River Churni is a stream in the Nadia district of the Indian state of West Bengal. It is a distributary of the Mathabhanga River, itself a distributary of the Padma River at Munshiganj in the Kushtia District of
Bangladesh. The Mathabanga divides into two rivers, the Ichamati and the Churni near Majhdia in Nadia district.

Course
The Churni flows through Shibnivas, Hanskhali, Birnagar, Aranghata, and Ranaghat, and finally joins River Bhagirathi at Shivpur, Nadia near Chakdaha. Its length is almost . The river's origin is at 23.40 North, 88.70 East and its confluence is at 23.13 North, 88.50 East.

History
According to an article in the International Journal of Current Research, the river is in part the remnants of an artificial canal ordered dug by a 17th-century maharajah (king). Changes to a nearby distributary of the Jalangi River resulted partly from water diversion down the canal.

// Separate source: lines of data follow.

PR #114, opened 2021-08-04
Add @simulacrum/cypress-auth0 package

dagda1:
## Motivation

Add a `@simulacrum/cypress-auth0` package that contains `logIn` and `logOut` commands

## Approach

Because we can start the simulacrum server with `npx ` when #113 lands the cypress commands feel like they should be in their own separate package.

The location and naming of things are open for debate but hopefully, the package itself is relatively simple.

## TODO

- [x] Make `createSimulation` idempotent, i.e. creating a simulation on the same port should not crash the whole simulation server.
- [x] Fix logout, currently returns 500 and also make it idempotent so it does not fail if the scenario is not logged in.
- [ ] enable error logging from simulacrum
- [x] Optional fix to provide a better way of maintaining state and remove the ugly `ClientMap`


taras (commented):
This is awesome. I'll let Charles and Jacob do a more thorough review.

cowboyd (commented):
Can we move as much as we can into `before` and `beforeEach` hooks?

examples/nextjs-with-auth0-react/package.json
```diff
@@ -21,7 +21,10 @@
     "react-dom": "17.0.2"
   },
   "devDependencies": {
+<<<<<<< HEAD
     "@simulacrum/auth0-simulator": "0.2.2",
+=======
+>>>>>>> 9d79d40... update config.json
```
taras, line 27: I don't think this will work.

examples/nextjs-with-nextjs-auth0/package.json
```diff
@@ -21,7 +21,10 @@
     "react-dom": "17.0.2"
   },
   "devDependencies": {
+<<<<<<< HEAD
     "@simulacrum/auth0-simulator": "0.2.2",
+=======
+>>>>>>> 9d79d40... update config.json
```
taras, line 27: Wat dis?

taras (commented):
Other then the merge problems 👍

cowboyd (approved):
:shipit:

examples/nextjs-with-nextjs-auth0/package.json
dagda1: oh dear, how sloppy.  Good spot.

.changes/cypress.md
```diff
@@ -1,5 +1,5 @@
 ---
-"@simulacrum/auth0": minor
+"@simulacrum/auth0-simulator": minor
 "@simulacrum/cypress-auth0": minor
```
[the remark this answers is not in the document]
cowboyd: Is there a reason we shouldn't?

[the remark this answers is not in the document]
dagda1: Oh...I missed these.

jbolda (commented):
I also went through and tried to get this working in the example branch, but was having issues with the wrap timing out. I am tempted to say it is a misconfiguration on my end though, and I think maybe we touch on these last things and merge it in. I can rebase my examples and try again.

@dagda1 need me to finish these things up? Let me know thoughts on these I can take make any adjustments if need be.

Also, side note, I don't see any destroying of simulations here, but I don't think we need to worry with the hash; they all get destroyed when the process finishes, right? Maybe file it under an "address in the future" consideration.

integrations/cypress/cypress.example.env.json
```diff
@@ -0,0 +1,7 @@
+{
+  "audience": "https://thefrontside.auth0.com/api/v1/",
+  "domain": "localhost:4400",
+  "client_id": "YOUR_AUTH0_CLIENT_ID",
```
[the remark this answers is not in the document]
dagda1: the reason I did this is that the auth0 config uses `client_id` and it is a source of bugs (I've done it) by passing in `clientId` and not `client_id`.  I think I would rename ours to `client_id` and be done with it.

integrations/cypress/cypress/integration/login.spec.ts
```diff
@@ -0,0 +1,39 @@
...
+        .then(() => {
+           cy.visit('/');
+
+           cy.contains('Log out');
+        })
+        .logout();
+    });
+  });
+
+  describe('', () => {
```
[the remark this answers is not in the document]
dagda1: oh dear, my bad.  This block was to test using member variables instead of chaining

integrations/cypress/src/cypress.ts
```diff
@@ -0,0 +1,102 @@
...
+      out<S = unknown>(msg: string): Chainable<S>
+    }
+  }
+}
+
+const ClientPort = process.env.PORT || 4000;
+
+const ClientMap: Map<string, Client> = new Map();
+
+Cypress.Commands.add('out', (msg: string) => {
```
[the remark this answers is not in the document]
dagda1: kill it with fire

integrations/cypress/src/cypress.ts
```diff
@@ -0,0 +1,102 @@
...
+  if(ClientMap.has(Cypress.spec.name)) {
+    client = ClientMap.get(Cypress.spec.name);
+  } else {
+    client = createClient(`http://localhost:${ClientPort}`);
+    ClientMap.set(Cypress.spec.name, client);
+  }
+
+  assert(typeof client !== 'undefined', 'no client created in createSimulation');
+
+  let { domain, client_id, ...auth0Options } = options;
```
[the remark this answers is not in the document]
dagda1: I think better validation needs to happen in the auth0 simulator and not here.  Errors should be thrown from there.  That is probably a new PR.  We don't want lots of similar validation in multiple places

integrations/cypress/cypress.example.env.json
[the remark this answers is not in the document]
jbolda: https://github.com/thefrontside/simulacrum/issues/124

integrations/cypress/README.md
```diff
@@ -93,3 +93,11 @@ after(async () => {
   cy.logout();
 });
 ```
+
+You may also log out _before_ each test to allow one to inspect the state after a test run.
+
+```js
+beforeEach(async () => {
+  cy.logout();
```
dagda1, line 101: Does this work?  I think this might throw an exception as it currently stands

jbolda: Hmm, good point, I don't think it will. Let me throw in a test to confirm. Speaking of which, I don't think we are running the tests for this in CI. I can add it to the workflow.

dagda1: I think calling `cy.logout()` should be idempotent or not blow up if you are not logged in.

We should possibly leave the README and fix `cy.logout()`

We cold pair on this later if you have time.

jbolda: I can take a stab first. We can pair tomorrow (my) morning if I am stuck if that sounds good with you.

dagda1: go for it man!  All yours

packages/server/src/schema/resolvers.ts
```diff
@@ -20,12 +21,19 @@ export interface CreateSimulationParameters {
...
-    let id = newid();
+    let id = options.key ?? newid();
+
     let simulation = atom.slice("simulations", id);
 
+    if(!!simulation.get()) {
+      simulation.remove();
+    }
+
+    await scope.run(sleep(5));
```
wKich, line 35: I think it could safely removed

.changes/config.json
```diff
@@ -48,6 +48,15 @@
...
       "publish": false,
       "releaseTag": false
+    },    
+    "@simulacrum/auth0-cypress": {
+      "path": "./integrations/cypress",
+      "manager": "javascript",
+      "dependencies": [
+        "@simulacrum/auth0-simulator"
+      ],
+      "publish": false,
```
cowboyd, line 58: Are we wanting to publish this?

packages/server/src/schema/resolvers.ts
cowboyd: Agree, let's remove it.

packages/server/src/schema/resolvers.ts
```diff
@@ -20,12 +21,19 @@ export interface CreateSimulationParameters {
...
     let { atom, scope, newid } = ctx;
 
-    let id = newid();
+    let id = options.key ?? newid();
+
     let simulation = atom.slice("simulations", id);
 
+    if(!!simulation.get()) {
+      simulation.remove();
+    }
```
cowboyd, line 33: Do we still need this functionality now that simulations are being fully destroyed after each test? I can still see having this as a feature, but maybe as a separate PR. 

In both cases though, we need to do the whole dance here that we do in `destroySimulation()` to make sure that the old simulation is torn down fully before we create the new one.

If we do move forward with this feature, I was thinking we should call it `uniqueKey` or `singletonKey`

PR #115, opened 2021-08-05
Transparently pass through person scenario

cowboyd:
## Motivation
Originally, so that the auth0 simulator could run as a standalone, it included the person scenario by itself. To do this, it needed to augment the person scenario by allocating also an email so that the person could be identified inside Auth0. Later on,  when the capability to pass parameters to any scenario was added, the wrapper was not expanded to pass the `params` down to the underlying scenario.

## Approach

This just passes the person scenario through un-altered with no wrapper.


dagda1 (approved):
👍

PR #116, opened 2021-08-05
use `email` in the id token data, not `mail`

cowboyd:
## Motivation

Id token data has the `email` field, not `mail` field: https://auth0.com/docs/api/authentication#get-user-info

This breaks an app if it is using the token data for the actual email.

## Approach

fix typo.

### DIFF
--- a/.changes/email-typo.md
+++ b/.changes/email-typo.md
@@ -1,0 +1,4 @@
+---
+"@simulacrum/auth0-simulator": patch
+---
+fix malformed token that had `mail` field, not `email` field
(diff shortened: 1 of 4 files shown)


cowboyd:
@dagda1 what do you think is the best way to test this?

dagda1:
> @dagda1 what do you think is the best way to test this?

I have added a test.  There already is a test to check for token fields.

dagda1 (approved):

jbolda (approved):

PR #117, opened 2021-08-09
examples: rules and cypress tests

jbolda:
## Motivation

This implements rules in our auth0 examples, and adds cypress tests. The cypress tests serve as a helpful example for a possible integration one might use, but also provides some guards as we work in the monorepo.

## Approach

Added cypress with interactor based tests, and running it in CircleCI.


jbolda:
There seems to be an issue with repeated hitting of the auth0 simulator. I skipped the tests for the moment so we aren't overloading this PR. I think it makes sense to get this merged in, and we can address other issues using these as confirmation.

examples/nextjs-with-auth0-react/cypress/integration/auth.spec.js
```diff
@@ -0,0 +1,124 @@
...
+  });
+
+  describe('login from the homepage', () => {
+    beforeEach(() => cy.visit('/'));
+
+    it('login is visible', () => {
+      cy.expect(Button('Login').exists());
+    });
+
+    it.skip('logs in user', () => {
```
dagda1, line 57: IMO I don't think we can merge this until all tests pass and nothing is skipped.

cowboyd: I agree

jbolda: I was trying to keep the scope of this PR tight and avoiding rabbit holes because I thought it would be helpful to get this in and useful for other PRs.

Alright, we can address this then. I don't know what is causing this, but it may be resolved in the other PRs. It seems like similar behavior? I will see if I can free up a bit of time to dig into this here or in the other PR.

jbolda:
Well, I don't know how I ran it before and got it to pass, but removing the skips again (which I think I might have lost when I rebased), the tests are failing. I think it is related to the global issues of cypress that we are using atoms to deal with in the plugin.

Sounds like we might want to adjust how these examples are configured since adding the plugins and recent changes have apparently superseded the tests here and made the example configuration confusing. Going to mark this as draft until it we decide how we want to proceed.

jbolda:
Seems that our needs have diverged from this PR. Going to just go ahead and close it.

Sedimentation eventually dried up the upper part of the distributary, called the Anjana, while the canal and the lower Anjana formed the Churni. Another name for the Churni is Kata Kal or "dug river". 

As recently as the 1930s, the river was an important route for water travel and trade. However, in the 21st century it has partly filled with silt, including many small islands, visible or submerged, and is no longer navigable.